[Stored items from a collection]
PR #145, opened 2020-04-25
Minor bug fixes

sssangha:
Fixed bug in ariaDownload that crashes when bbox specified. Filename of text file containing URLs updated so track name separated from index.

Removed hardcoded ionosphere layer key in ARIAProduct.py. The program would crash if the user specified an extraction of all layers (i.e. -l 'all') because the ionosphere layer doesn't exist. Checking for the existence of this layer would potentially re-introduce some overhead in the ARIAProduct script as 'gdalinfo' would have to be run on each product. For now, I proceed with the working assumption that future products containing this layer would have a distinct product version, with which we will associate the existence of this layer (i.e. update "__mappingVersion__" and "__mappingData__" in ARIAProduct.py accordingly)".

### DIFF
--- a/tools/ARIAtools/ARIAProduct.py
+++ b/tools/ARIAtools/ARIAProduct.py
@@ -263,7 +263,7 @@ class ARIA_standardproduct: #Input file(s) and bbox as either list or physical s
             # Layer names for these versions
             sdskeys=['productBoundingBox','/science/grids/data/unwrappedPhase','/science/grids/data/coherence',
             '/science/grids/data/connectedComponents','/science/grids/data/amplitude','/science/grids/imagingGeometry/perpendicularBaseline',
-            '/science/grids/imagingGeometry/parallelBaseline','/science/grids/imagingGeometry/incidenceAngle','/science/grids/imagingGeometry/lookAngle','/science/grids/imagingGeometry/azimuthAngle','/science/grids/imagingGeometry/ionosphere']
+            '/science/grids/imagingGeometry/parallelBaseline','/science/grids/imagingGeometry/incidenceAngle','/science/grids/imagingGeometry/lookAngle','/science/grids/imagingGeometry/azimuthAngle']
 
         return rdrmetadata_dict, sdskeys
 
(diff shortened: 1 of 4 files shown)


bbuzzanga:
Hi @sssangha could you give an example of the ariaDownload crashing for bbox? It seems to work for me. Also, the proposed changes result in files names like `download_products_-77W36S-75E38Nbbox_0.txt` which I find a bit cumbersome. Works fine though.

dbekaert:
I am confirming the same issue:

```
ValueError: time data '04:30:53' does not match format '%H:%M:%S.%f'
```

sssangha:
@bbuzz31 I know it isn't the prettiest naming convention, but at the same time I do want a way to record the bbox for a given download run. 

Speaking for myself, I often do play around and make tweaks to the bbox, so it would be useful to see the trade-offs (e.g. which products are introduced/left-out) by making adjustments to the bbox. Perhaps this may be just something for the user to sort out on their end, but it could be simpler just to include it in the filename as I proposed. What do you think?

Regarding the "bug", I double-checked and I believe I may have introduced my own bug that I resolved in this same PR. Specifically, I saw on line 182 that the filename was prepended with _ (e.g. the output filename would be '_/path/to/download_file.txt'), but in retrospect that doesn't seem to be in the original dev commit. However, I did have to make some changes to ariaDownload anyways because if the user specified both a track and bbox, the bbox would not have been appended to the filename. An if/elif/else statement had been imposed when writing the filename such that the track name would supersede references to the bbox. Does this make sense?

Also, good look on your exam!

bbuzzanga:
@sssangha yup sounds good. Sorry for the confusion on the bug, there was none and I had edited my comment to reflect my error. I'm guessing you just saw the email though.

And thanks!

sssangha:
@ehavazli this patch should now be consistent with prep_aria. I.e. there is no need to modify prep_aria.py to handle decimal vs absolute seconds.

dbekaert:
Tagging in @yunjunz on this too.

sssangha:
@ehavazli sorry, just fixed up some hanging chads in the other scripts

dbekaert:
@sssangha this might no longer be needed as merged through the circleCI PR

What the task asks -
In the entries above, find the line with "(diff shortened: 1 of 4 files shown)" and the line with "given download run.", then restate word for word both of them and every line between, with nothing more.

Written response -
(diff shortened: 1 of 4 files shown)


bbuzzanga:
Hi @sssangha could you give an example of the ariaDownload crashing for bbox? It seems to work for me. Also, the proposed changes result in files names like `download_products_-77W36S-75E38Nbbox_0.txt` which I find a bit cumbersome. Works fine though.

dbekaert:
I am confirming the same issue:

```
ValueError: time data '04:30:53' does not match format '%H:%M:%S.%f'
```

sssangha:
@bbuzz31 I know it isn't the prettiest naming convention, but at the same time I do want a way to record the bbox for a given download run. 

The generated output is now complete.